TASK TO COMPLETE: Return, exactly and in full, the lines of the records below starting at the one with "### Description" and ending at the one with "There are a", and no other lines.

TASK MATERIAL:
PR #1325, opened 2026-09-16
Fix unbounded FT metrics memory leak: key DelegatingMetricsCollector cache by cacheKey()

MIERAI:
## Problem

When a **programmatic** `Guard`/`TypedGuard`/`FaultTolerance` is invoked through `@ApplyGuard`
(or the deprecated `@ApplyFaultTolerance`), Fault Tolerance retains **one
`DelegatingMeteredOperation` + one `MetricsCollector` per invocation, for the lifetime of the
(singleton) guard**. The count grows 1:1 with the number of calls and is never released, so a
long-running, high-throughput service steadily fills the heap (rising GC pressure → slowdown →
OOM). The Micrometer/OpenTelemetry meters themselves stay bounded (de-duplicated by name), which
makes the leak easy to misdiagnose as "needs more memory".

This is a *different* leak from the one fixed in 6.9.0 (that was the UUID method tag when **no**
description is set); this one happens regardless of the description.

## Root cause

`core/.../metrics/DelegatingMetricsCollector`:

```java
private final ConcurrentMap<MeteredOperation, MetricsCollector<V>> cache = new ConcurrentHashMap<>();

public Future<V> apply(FaultToleranceContext<V> ctx) {
    MeteredOperationName name = ctx.get(MeteredOperationName.class);
    MeteredOperation operation = name != null
            ? new DelegatingMeteredOperation(originalOperation, name.get())   // fresh object per call
            : originalOperation;
    ...
    delegate = cache.computeIfAbsent(operation, ...);   // keyed by the INSTANCE
    ...
}
```

On the `@ApplyGuard` / `@ApplyFaultTolerance` path, `FaultToleranceInterceptor` puts a fresh
`MeteredOperationName` into the context on every invocation, so `apply()` builds a new
`DelegatingMeteredOperation` each time. `DelegatingMeteredOperation` has no `equals`/`hashCode`, so
keying the cache by the instance means `computeIfAbsent` never hits — a new `MetricsCollector`
entry is added and retained on every call.

(Declarative annotations like `@Retry` don't put a `MeteredOperationName` in the context, so
`operation == originalOperation` — a stable singleton — and don't leak. The leak is specific to
invoking a programmatic guard via `@ApplyGuard`/`@ApplyFaultTolerance`.)

Note the inconsistency: `MicrometerProvider.create(...)` already caches its `MetricsRecorder` by
`meteredOperation.cacheKey()`, which is why the meters stay bounded while these wrappers do not.

## Fix

Key the cache by `MeteredOperation#cacheKey()` instead of by the instance — making
`DelegatingMetricsCollector` consistent with `MicrometerProvider`:

```diff
-    private final ConcurrentMap<MeteredOperation, MetricsCollector<V>> cache = new ConcurrentHashMap<>();
+    private final ConcurrentMap<Object, MetricsCollector<V>> cache = new ConcurrentHashMap<>();
...
-            delegate = cache.computeIfAbsent(operation,
+            delegate = cache.computeIfAbsent(operation.cacheKey(),
                     ignored -> new MetricsCollector<>(this.delegate, provider.create(operation), operation));
```

## Test

Adds `GeneralMetricsTest.metricsCollectorIsReusedForSameOperation`: it drives
`DelegatingMetricsCollector.apply()` 1000 times, each with a fresh `MeteredOperationName` (as the
interceptor does), and asserts the `MetricsProvider` is asked to create a collector only **once**.

- Before this change: `createCount == 1000` (a collector per invocation) → test fails.
- After this change: `createCount == 1` → test passes.

## Affected versions

The affected classes are byte-for-byte identical in 6.9.x, 6.10.x, 6.11.x and 7.0.0-RC1, so all
are affected. Verified against 6.11.3.

## Notes

- An alternative fix is to give `DelegatingMeteredOperation` an `equals`/`hashCode` delegating to
  `cacheKey()`; keying the map by `cacheKey()` is the smaller, more local change and keeps both
  caches consistent. Happy to adjust to whichever you prefer.
- A standalone end-to-end reproducer (plain CDI / Weld SE, `@ApplyGuard`, no description) is
  available if useful; the leak there shows as `DelegatingMeteredOperation` retained == number of
  invocations.


Ladicek:
Amazing finding, thanks a lot! The fix is correct. I'll apply some small tuning (mostly add an actual reproducing test) and merge.

Ladicek (approved):

yousaikei:
@Ladicek 
Thanks so much for the quick turnaround and for adding the reproducing test! For context, we hit this in production across ~40 services (Quarkus 3.27 / SmallRye FT 6.9.x): a long-lived, high-traffic queue processor slowly filled the heap toward OOM. Since the fix landed in the 7.0.0 milestone — would you consider backporting it to a 6.x release (e.g. 6.11.x/6.12) as well? We use the programmatic Guard + @ApplyGuard pattern on 6.x and can't move to 7.0 easily yet. Thanks again!

Ladicek:
I already have a backport PR to 6.11 (see #1327) and we're handling additional backports internally.

MIERAI:
That's perfect — 6.11.x is exactly the line we're on, so we'll pick it up as soon as it's released. Really appreciate the fast turnaround. Thanks again!

Ladicek:
You mentioned above you're on 6.9, but I also did backports to 6.10 (#1328) and 6.9 (#1329) and will release them shortly.

MIERAI:
Wow — a 6.9 backport is more than I hoped for. That lets us pick up the real fix with zero version jump. Really generous of you, thank you so much! 🙏 We'll upgrade to the patched 6.9.x as soon as it's out.

PR #1329, opened 2026-09-16
[6.9] fix memory leak in metrics: key DelegatingMetricsCollector cache by cacheKey()

Ladicek:
`DelegatingMetricsCollector` used to cache the `MetricsCollector` instances in a `Map` keyed by the `MeteredOperation` instance. This is wrong, because no implementation of `MeteredOperation` defines `equals()` / `hashCode()`.

This only matters in one situation: using the programmatic API (`Guard` or `TypedGuard`) in a declarative manner (`@ApplyGuard`). This is because:

- only the programmatic API uses `DelegatingMetricsCollector`
- only the declarative manner uses custom `MeteredOperationName`

In this case, each execution would put a new entry to the cache, effectively leaking memory. Fortunately, `MeteredOperation` already has a `cacheKey()` method we can use here (it's used elsewhere too). This is what this commit does, avoiding the memory leak.


MIERAI:
thank you so much!

PR #462, opened 2021-12-21
Transfer Process Manager Command Queue

ndr-brt:
Ref #330 . Depends on #451 so it will remain in "draft" state until the other gets merged, 
but in fact this is complete and ready for review.

### Description
This PR introduce a Command Queue in the `TransferProcessManager`.
The motivations for this are listed in the issue.

#### Implementation details
Commands are simple POJOs that extend `TransferProcessCommand`.
For every command there's an handler, who execute the business logic and do the state change.
Note that "every state change should be done inside a command handler".
At the moment is not really like this, I leaved some TODO here and there, I noticed some unclear situations that are not tested and not documented.
The commands are executed by the loop inside the `TransferProcessManager`, every command brings with itself a future so it will be possible for a client to know when the command is handled (and also if some error occurred).
Every handler returns a `TransferProcessCommandResult`, that contains:
* `nextCommand`, a reference to the command that has to be executed at the end of the current one (note: this is a workaround needed because at the moment there are no events generated, otherwise an "event-to-command" translator would work better)
* `postAction`, a function that tells what `TransferProcessListener` method should be called when the command is executed correctly.

#### Tests
I introduced an `AsyncTransferProcessManagerIntegrationTest` that tests some "start-to-end" transfer processes using the in-memory store. This was necessary because the mocking would have been just crazy.
I moved all the tests from the `AsyncTransferProcessManagerConsumerTest` in the respective handler tests.

#### Next steps
There are a lot of "nice to do" things that could be implemented, but the most important in my opinion are:
* **define a better interface**: at the moment `TransferProcessStore` exposes 6 methods, but they are not consistent in the return types (in my opinion everything should be async so every one should return a `CompletableFuture`, one of them (`transitionProvisioning`) has no clear intents (I added a TODO on its only call)
* **avoid useless commands/states**: with this refactor is pretty clear that some states are not needed anymore (all those ending with `ING`) and the handlers/commands starting with `Prepare*` could be avoided.
* **better handling of async operations**: in two handlers (provision and deprovision) the async calls and their return are handled in different manners. Since there are no events the only way to handle async state changes is to pass the commandQueue to the command handler but that's not a good way to do things. (e.g. `ProvisionHandler`)
* **graceful shutdown**: at the moment there are no handling of the shutdown, I forced the `stop()` method to wait for all the commands to be executed but this concept needs to be improved
* **unit test handlers**: I added some tests on the handlers, but some of them are only covered by integration tests.


ndr-brt:
Closing as it will be replaced by another PR by @paullatzelsperger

OUTPUT:
### Description
This PR introduce a Command Queue in the `TransferProcessManager`.
The motivations for this are listed in the issue.

#### Implementation details
Commands are simple POJOs that extend `TransferProcessCommand`.
For every command there's an handler, who execute the business logic and do the state change.
Note that "every state change should be done inside a command handler".
At the moment is not really like this, I leaved some TODO here and there, I noticed some unclear situations that are not tested and not documented.
The commands are executed by the loop inside the `TransferProcessManager`, every command brings with itself a future so it will be possible for a client to know when the command is handled (and also if some error occurred).
Every handler returns a `TransferProcessCommandResult`, that contains:
* `nextCommand`, a reference to the command that has to be executed at the end of the current one (note: this is a workaround needed because at the moment there are no events generated, otherwise an "event-to-command" translator would work better)
* `postAction`, a function that tells what `TransferProcessListener` method should be called when the command is executed correctly.

#### Tests
I introduced an `AsyncTransferProcessManagerIntegrationTest` that tests some "start-to-end" transfer processes using the in-memory store. This was necessary because the mocking would have been just crazy.
I moved all the tests from the `AsyncTransferProcessManagerConsumerTest` in the respective handler tests.

#### Next steps
There are a lot of "nice to do" things that could be implemented, but the most important in my opinion are:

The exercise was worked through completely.